# Have I missed something?



## Cine (Jul 18, 2007)

Yesterday I made choice of which film schools I'm going to apply to. They are Chapman, FSU and CalArts. I decided not to apply to USC or NYU, because of tuition ($45000 is max), so I'll try to get in one f them after receiving BFA degree. My question is are there any another good film schools, which I missed? And could you give me some advices and thoughts about applying to Chapman, FSU and CalArts? It would be very helpful.

Thank you for paying attention


----------



## Josh (Jul 18, 2007)

Emerson College in Boston is worth checking out.


----------



## Jerry Prokosch (Jul 18, 2007)

You didn't mention Columbia University, but they have a really strong program.  I don't know about the price tag.  

Also, you might look at SVA (School of Visual Arts) in New York.


----------



## Jayimess (Jul 18, 2007)

You could also go for a cheaper liberal arts bachelor's degree and save that budget for a two or three year MFA program instead.


----------



## Cine (Jul 18, 2007)

> Originally posted by Jerry Prokosch:
> You didn't mention Columbia University, but they have a really strong program.  I don't know about the price tag.
> 
> Also, you might look at SVA (School of Visual Arts) in New York.

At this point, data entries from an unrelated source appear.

PR #2822, opened 2023-11-08
MDEV-22230 : Unexpected ER_ERROR_ON_RENAME upon DROP non-existing FOREIGN KEY

Thirunarayanan:
- [x] *The Jira issue number for this PR is: MDEV-22230*

## Description
mysql_prepare_alter_table(): Alter table should check whether foreign key exists when it expected to exists and report the error in early stage

dict_foreign_parse_drop_constraints(): Don't throw error if the foreign key constraints doesn't exist when if exists is given in the statement.

## How can this PR be tested?
Added the test case to check the problematic scenario

## PR quality check


sql/sql_table.cc
```diff
@@ -9048,6 +9048,27 @@ mysql_prepare_alter_table(THD *thd, TABLE *table,
         goto err;
       case Alter_drop::FOREIGN_KEY:
         // Leave the DROP FOREIGN KEY names in the alter_info->drop_list.
+	/* If we are dropping a foreign key and expect it to exists,
```
dr-m, line 9051: Grammar: to exist

Maybe even better would be to use the SQL syntax: "If this is DROP FOREIGN KEY without IF EXIST,"

storage/innobase/dict/dict0dict.cc
```diff
@@ -4645,6 +4646,7 @@ dict_foreign_parse_drop_constraints(
 		ptr1 = dict_accept(cs, ptr1, "EXISTS", &success);
 		if (success) {
 			ptr = ptr1;
+			is_exists = true;
```
dr-m, line 4649: `if_exists` would be a more descriptive name, because the syntax is `IF EXISTS`.

storage/innobase/dict/dict0dict.cc
```diff
@@ -4659,10 +4661,11 @@ dict_foreign_parse_drop_constraints(
 	(*constraints_to_drop)[*n] = id;
 	(*n)++;
 
-	if (std::find_if(table->foreign_set.begin(),
-			 table->foreign_set.end(),
-			 dict_foreign_matches_id(id))
-	    == table->foreign_set.end()) {
+	if (!is_exists
+	    && std::find_if(table->foreign_set.begin(),
```
dr-m, line 4665: It would be safer to do `(*constraints_to_drop)[(*n)++] = id` only if the constraint was found in `table->foreign_set`. I see that `row_delete_constraint()` does not really care if the constraint exists, but we should keep in mind that constraint names of different tables may conflict. That is, the foreign key constraint name would be `database_name/constraint_name`. If you do `ALTER TABLE database_name.table_name DROP FOREIGN KEY IF EXISTS constraint_name`, with the current patch it looks like it could actually drop a constraint by that name even if it belongs to `database_name.other_table_name`.

dr-m (changes requested):
Can this be merged directly to 10.5, or would we need a separate 10.5 version?

mysql-test/main/type_ranges.test
```diff
@@ -76,9 +76,11 @@ alter short drop default,
 DROP INDEX utiny,
 DROP INDEX ushort,
 DROP PRIMARY KEY,
-DROP FOREIGN KEY any_name,
```
dr-m, line 79: Can we add `IF EXISTS` here? I did not notice any test where we would do `DROP FOREIGN KEY IF EXISTS` on a non-existing name.

dr-m (changes requested):
Please add a test where we try both `DROP FOREIGN KEY` and `DROP FOREIGN KEY IF EXISTS` that would match a table in another database:
```sql
CREATE DATABASE best;
CREATE TABLE best.t1 … FOREIGN KEY foo …;
CREATE TABLE t1  … FOREIGN KEY foo …;
ALTER TABLE t1 DROP FOREIGN KEY foo;
--error
ALTER TABLE t1 DROP FOREIGN KEY foo;
ALTER TABLE t1 DROP FOREIGN KEY IF EXISTS foo;
SHOW CREATE TABLE best.t1;
SELECT * FROM INFORMATION_SCHEMA.INNODB_SYS_FOREIGN;
DROP TABLE best.t1;
```

mysql-test/main/type_ranges.result
```diff
@@ -144,8 +144,10 @@ alter short drop default,
 DROP INDEX utiny,
 DROP INDEX ushort,
 DROP PRIMARY KEY,
-DROP FOREIGN KEY any_name,
+DROP FOREIGN KEY IF EXISTS any_name,
 ADD INDEX (auto);
+Warnings:
+Note	1091	Can't DROP FOREIGN KEY `any_name`; check that it exists
```
dr-m, line 150: The "Warnings" for the "Note" seems a bit inappropriate here, but this logic was not changed by this patch.

Just out of curiosity: What would `ALTER TABLE t1 DROP COLUMN IF EXISTS non_existent_column` report?

sql/sql_table.cc
```diff
@@ -9056,6 +9056,27 @@ mysql_prepare_alter_table(THD *thd, TABLE *table,
...
+          FOREIGN_KEY_INFO *f_key;
+          table->file->get_foreign_key_list(thd, &fk_child_key_list);
+          List_iterator<FOREIGN_KEY_INFO> fk_key_it(fk_child_key_list);
+          while ((f_key= fk_key_it++))
+          {
+            if (my_strcasecmp(system_charset_info, f_key->foreign_id->str,
+                              drop->name) == 0)
+              break;
+          }
+          if (!f_key)
```
dr-m, line 9073: We can avoid a redundant condition here:
```c++
          while (FOREIGN_KEY_INFO *f_key= fk_key_it++)
            if (!my_strcasecmp(system_charset_info, f_key->foreign_id->str,
                               drop->name))
              goto fk_found;
          my_error(ER_CANT_DROP_FIELD_OR_KEY, MYF(0), drop->type_name(),
                   drop->name);
          goto err;
        fk_found:
          break;
```

dr-m (approved):

mysql-test/main/type_ranges.result
Thirunarayanan: ALTER TABLE t2 DROP FOREIGN KEY IF EXISTS fk_1;
Warnings:
Note	1091	Can't DROP FOREIGN KEY `fk_1`; check that it exists

dr-m:
This was closed in 5bb31bc88273ae00464afc489827dc536136955f, which is identical with aa1f7ebe7247e158b9bafc1829c74b7ff9c46198.

PR #2824, opened 2023-11-09
MDEV-32452 InnoDB system tablespace is not shrunk on slow shutdown

Thirunarayanan:
- [x] *The Jira issue number for this PR is: MDEV-32452*

## Description
- Truncate the system tablespace during slow shutdown process.

## How can this PR be tested?
Added the mtr test case.

## PR quality check


storage/innobase/fsp/fsp0fsp.cc
```diff
@@ -3552,6 +3552,9 @@ void fsp_system_tablespace_truncate()
 {
   uint32_t last_used_extent= 0;
   fil_space_t *space= fil_system.sys_space;
+
+  if (!space) return;
```
dr-m, line 3556: Why do we need this condition? The only reason that I can think of would be that the server failed to start up for whatever reason. What would be the preceding error log messages in that case? What is the value of `srv_was_started`?

Wouldn’t it be safer to call this function in `innobase_end()` right before `innodb_shutdown()`?

mysql-test/suite/innodb/r/sys_truncate_shutdown_debug.result
```diff
@@ -0,0 +1,39 @@
...
+f3 INT NOT NULL, INDEX(f1),
+INDEX(f2), INDEX(f3))ENGINE=InnoDB;
+BEGIN;
+INSERT INTO t1 SELECT seq, seq, seq FROM seq_1_to_16384;
+INSERT INTO t1 SELECT seq, seq, seq FROM seq_1_to_16384;
+COMMIT;
+DROP TABLE t1;
+SELECT NAME, FILE_SIZE FROM INFORMATION_SCHEMA.INNODB_SYS_TABLESPACES WHERE SPACE = 0;
+NAME	FILE_SIZE
+innodb_system	537919488
```
dr-m, line 20: This is occasionally reporting a different size. At least 540016640 has been observed.

Could it be that we need a fresh InnoDB bootstrap? Also, the normal bootstrap, which is executing some SQL, could be nondeterministic. Could we let InnoDB create a new data directory, by specifying `--innodb-data-home-dir` in this test? See the test `innodb.log_file` for an example.

mysql-test/suite/innodb/t/sys_truncate_shutdown_debug.test
```diff
@@ -0,0 +1,50 @@
...
+INSERT INTO t1 SELECT seq, seq, seq FROM seq_1_to_16384;
+COMMIT;
+DROP TABLE t1;
+SELECT NAME, FILE_SIZE FROM INFORMATION_SCHEMA.INNODB_SYS_TABLESPACES WHERE SPACE = 0;
+
+SET GLOBAL INNODB_FAST_SHUTDOWN=0;
+SET GLOBAL DEBUG_DBUG="+d,shrink_buffer_pool_full";
+--source include/restart_mysqld.inc
+
+--let SEARCH_PATTERN= \[Warning\] InnoDB: Cannot shrink the system tablespace
```
dr-m, line 29: Should it be `\\[Warning\\]`?

mysql-test/suite/innodb/t/sys_truncate_shutdown_debug.test
```diff
@@ -0,0 +1,50 @@
+--source include/have_innodb.inc
+--source include/have_sequence.inc
+--source include/not_embedded.inc
+--source include/have_debug.inc
+--source include/not_windows.inc
```
dr-m, line 5: Why are we excluding Windows?

dr-m (changes requested):
This is a simple change, but the devil is in the detail.

mysql-test/suite/innodb/r/sys_truncate_shutdown_debug.result
dr-m: What was the fix? To add another slow shutdown before the test?

dr-m (approved):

CU has a strong program in MFA only.

I checked out SVA catalog and I wasn't so impressed.


----------



## Cine (Jul 18, 2007)

> Originally posted by Josh:
> Emerson College in Boston is worth checking out.



I'll, thanx.

BTW, did you take NYFA summer program at Universal?


----------



## Cine (Jul 18, 2007)

Does the University of Texas at Austin have a good film school? And, how much does it cost?


----------



## Philly (Jul 18, 2007)

I'm pretty sure UT's program is only at the graduate level.  Temple University has a good undergraduate film program...cheap too.  I think Chapman probably has the best undergraduate program, however Temple is much cheaper.  You would also receive a great well rounded education at Temple.  (Can you tell I got my undergrad degree there??)


----------



## Cine (Jul 18, 2007)

> Originally posted by Philly:
> I'm pretty sure UT's program is only at the graduate level.  Temple University has a good undergraduate film program...cheap too.  I think Chapman probably has the best undergraduate program, however Temple is much cheaper.  You would also receive a great well rounded education at Temple.  (Can you tell I got my undergrad degree there??)



Check out UT Film School website, they have undergraduate program too.


----------



## Philly (Jul 18, 2007)

I wasn't trying to say that UT didn't have a program at the undergraduate level...just that I didn't think it was very good.


----------



## Jerry Prokosch (Jul 18, 2007)

What was it about SVA that didn't impress you?  I've always liked SVA because I worked on one of their student thesis films and was extremely impressed with the seriousness and talent of the students.  I also went to their student film festival and thought all of the work was strong -- some of the work was really notable.  Plus, of course, the school's location is great.


----------



## Cine (Jul 19, 2007)

> Originally posted by Jerry Prokosch:
> What was it about SVA that didn't impress you?  I've always liked SVA because I worked on one of their student thesis films and was extremely impressed with the seriousness and talent of the students.  I also went to their student film festival and thought all of the work was strong -- some of the work was really notable.  Plus, of course, the school's location is great.



And now try to compare it with FSU, CalArts and Chapman and you'll see what I was talking about. Don't get me wrong, I have nothing against SVA, but for me it has some kind of type of ACCD and AAU. Besides, I prefer living in CA (though NYU is exception).


----------



## Cine (Jul 19, 2007)

Is there anybody, who got in undergraduate program of Chapman/FSU/CalArts?


----------



## Cinematical (Jul 19, 2007)

One thing that must be remembered is that Chapman isn't cheap - it's still about $42,000 a year. That said, they are also very generous with financial aid.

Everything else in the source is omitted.